--- THE TASK ---
A line below contains "From PR #13543", and a later one contains "### Expected Outcome". Repeat both, with every line between them, exactly.
SOURCE DATA Block Start
PR #13600, opened 2025-11-19
refactor: Improve admin performance

### LINKED ISSUE #13598: Administration loading performance regression in 6.7 (excessive chunk requests)
<details><summary>Disclaimer</summary>

<p>
This document was AI generated and corrected by a real person. It is still possible that some parts are incorrect.
</p>
</details> 

## Problem

The administration loading performance has regressed significantly in 6.7 compared to previous versions, particularly on remote/slow connections and non-HTTP/2 setups.

### Key Issues

1. **Excessive number of requests**: The login and other screens alone generates over 300 requests in 6.7 vs 21 requests in 6.6
2. **Dashboard requests**: 491 requests reported (down to 171 with proposed changes in #13543)
3. **User experience**: White admin page for 15-30s on slow connections with no loading feedback
4. **Performance degradation**: ~1.4x slower on some server setups

### Context

This issue stems from the Webpack to Vite migration. While async components improved performance significantly from 6.4 to 6.5, the current implementation in 6.7 creates too many individual chunks due to liberal use of `await import()` statements.

### Background Discussion

From PR #13543 and community reports:
- The issue is particularly prominent on remote servers and slower connections
- HTTP/2 setups are less affected but still experience degradation
- Lighthouse scores show significant regression from 6.5 to 6.7
- The problem was known from RC but wasn't prioritized due to fast performance on most test machines

### Proposed Solutions

Several approaches have been discussed:

1. **Better chunk grouping** (recommended long-term):
   - Group dynamic imports by routes/modules similar to Nuxt
   - Avoid excessive individual chunks while maintaining lazy loading benefits
   - Requires proper code splitting strategy

2. **Caching improvements** (quick win):
   - Add `cache-control` headers on all `.js` and `.css` files
   - Use `stale-while-revalidate` strategy for HTML responses
   - Current setup has no cache on static files (only etag)

3. **Loading feedback**:
   - Show loading indicator during initial load
   - Currently renders white screen until all files are loaded

4. **Future architecture** (long-term):
   - Migration to SFC with native Vue blocks
   - Composition API with extension support
   - Better dependency graphs
   - Elimination of Component Factory runtime overhead

### What NOT to do

- Switching all components back to synchronous loading (#13543 proposal) would:
  - Increase initial bundle size with every new component added
  - Reintroduce 1-2 second compilation time for ~1000 components
  - Reduce Lighthouse performance scores by up to 60 points
  - Hurt performance for most setups to fix HTTP/1 remote machines

### Related

- Original PR discussion: #13543
- Evan You discussed similar Vite chunking issues at Vue.JS Amsterdam: https://www.youtube.com/watch?v=fB3j5cQyOB8&t=4027s
- Rolldown and "full bundle mode" may help but not available yet

### Expected Outcome

The administration should load as fast or faster than 6.5 on all connection types and server setups, while maintaining the benefits of lazy loading and keeping bundle sizes reasonable.

jleifeld:
Fixes https://github.com/shopware/shopware/issues/13598

## Results:
Before and After on login page:

517276367-478833d5-c536-4099-9169-2b5b3047ae87

After:

Bildschirmfoto 2025-11-26 um 11 39 45

#### Settings for performance tests:
- Throttling with 100ms delay per request + max. 6MBit/2MBit speed
- Caching completely disabled (with caching enabled around 900ms load time, even with throttling)

### Currently optimized:
- [1] Font loading in separate files instead one big CSS file
- [4] Loading of initializer in parallel + eager loading for combining them into one chunk
- [4] Boot order optimization
- [2] Remove many hardly "synced" components to async components
- Better image compression
- [3[ Make snippet loading non-blocking (not visible in the performance tests, only visible when snippet endpoint is slow)

### Planned optimization for future:
- [1] Reduce big Meteor bundle which takes 3.6MB of the whole 7.5MB payload for login
    - includes bigger parts which aren't necessary yet, like data-tables, wysiwyg editor, etc. which aren't used directly

Bildschirmfoto 2025-11-21 um 09 19 16


src/Administration/Resources/app/administration/src/index.ts
```diff
@@ -2,9 +2,11 @@
  * @sw-package framework
  */
 import './app/assets/scss/all.scss';
+import 'inter-ui/inter.css';
```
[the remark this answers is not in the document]
jleifeld: It is listed

src/Administration/Resources/app/administration/src/core/service/api/import-export.api.service.js
```diff
@@ -1,4 +1,4 @@
-const ApiService = Shopware.Classes.ApiService;
+import ApiService from '../api.service';
```
tobiasberge, line 1: Are we using a normal import instead of the Shopware object, so tree shaking or other optimisation works better?

tobiasberge (approved):

Phil23 (approved):

src/Administration/Resources/app/administration/src/app/init/locale.init.ts
```diff
@@ -2,7 +2,7 @@
  * @sw-package framework
  */
 // eslint-disable-next-line sw-deprecation-rules/private-feature-declarations
-export default async function initializeLocaleService() {
+export default function initializeLocaleService() {
```
patzick, line 5: this can lead to side-effects and it's harder to test this code, 

I't would be cleaner just not wait for the promise to be resolved where you're invoking it

src/Administration/Resources/app/administration/src/core/service/api/snippet.api.service.ts
```diff
@@ -54,7 +54,15 @@ class SnippetApiService extends ApiService {
...
                         const fnName = registry.has(localeKey) ? 'extend' : 'register';
 
+                        // Adding snippets to the locale factory
                         localeFactory[fnName](localeKey, snippets);
+
+                        // Adding snippets to current i18n instance
+                        // when already instantiated
+                        if (Shopware.Snippet?.setLocaleMessage) {
+                            // eslint-disable-next-line @typescript-eslint/no-unsafe-call
+                            Shopware.Snippet?.setLocaleMessage?.(localeKey, snippets);
```
patzick:
```suggestion
                            Shopware.Snippet.setLocaleMessage(localeKey, snippets);
```
it's already a safe call as you're checking if the method exists

patzick (commented):
This looks good! Two minor comments from me. 

Also a question: how do we tackle on `cache-control` improvement from the mentioned issue? Would that be some PHP part? How it's served and where to set it?

I'm afraid we'd close that without that point and I believe it's very important from performance point of view

src/Administration/Resources/app/administration/src/app/init/locale.init.ts
jleifeld: Can you explain why is it especially harder to test the code when it is not async anymore? Because if it will be async it will be resolved instantly.

Side effects are expected because we waited before for the localization and snippet call which blocked the whole boot process until it was finished. Now it will run parallel and finish and use them automatically when the snippets are loaded

src/Administration/Resources/app/administration/src/core/service/api/snippet.api.service.ts
jleifeld: Makes sense 👍

src/Administration/Resources/app/administration/src/core/service/api/import-export.api.service.js
jleifeld: The problem is that I changed the boot structure to allow eager loading of the API services. And then they are executed before the Shopware object exists. And without the Shopware object it would say `Cannot read "Classes" of undefined`. So this is why we need direct imports here

src/Administration/Resources/app/administration/src/app/init/locale.init.ts
jleifeld: For the `cache-control` and `PNG` file instead of .webp I will create two new issues for this. So that this PR doesn't get that big 👍 

First for cache-control: https://github.com/shopware/shopware/issues/13713
And for the PNGs: https://github.com/shopware/shopware/issues/13714

patzick: I checked out the file and looks okay, the diff was misleading when I first looked at it 🙌

patzick (approved):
SOURCE DATA Block End
--- SOLUTION TO THE EXERCISE ---
From PR #13543 and community reports:
- The issue is particularly prominent on remote servers and slower connections
- HTTP/2 setups are less affected but still experience degradation
- Lighthouse scores show significant regression from 6.5 to 6.7
- The problem was known from RC but wasn't prioritized due to fast performance on most test machines

### Proposed Solutions

Several approaches have been discussed:

1. **Better chunk grouping** (recommended long-term):
   - Group dynamic imports by routes/modules similar to Nuxt
   - Avoid excessive individual chunks while maintaining lazy loading benefits
   - Requires proper code splitting strategy

2. **Caching improvements** (quick win):
   - Add `cache-control` headers on all `.js` and `.css` files
   - Use `stale-while-revalidate` strategy for HTML responses
   - Current setup has no cache on static files (only etag)

3. **Loading feedback**:
   - Show loading indicator during initial load
   - Currently renders white screen until all files are loaded

4. **Future architecture** (long-term):
   - Migration to SFC with native Vue blocks
   - Composition API with extension support
   - Better dependency graphs
   - Elimination of Component Factory runtime overhead

### What NOT to do

- Switching all components back to synchronous loading (#13543 proposal) would:
  - Increase initial bundle size with every new component added
  - Reintroduce 1-2 second compilation time for ~1000 components
  - Reduce Lighthouse performance scores by up to 60 points
  - Hurt performance for most setups to fix HTTP/1 remote machines

### Related

- Original PR discussion: #13543
- Evan You discussed similar Vite chunking issues at Vue.JS Amsterdam: https://www.youtube.com/watch?v=fB3j5cQyOB8&t=4027s
- Rolldown and "full bundle mode" may help but not available yet

### Expected Outcome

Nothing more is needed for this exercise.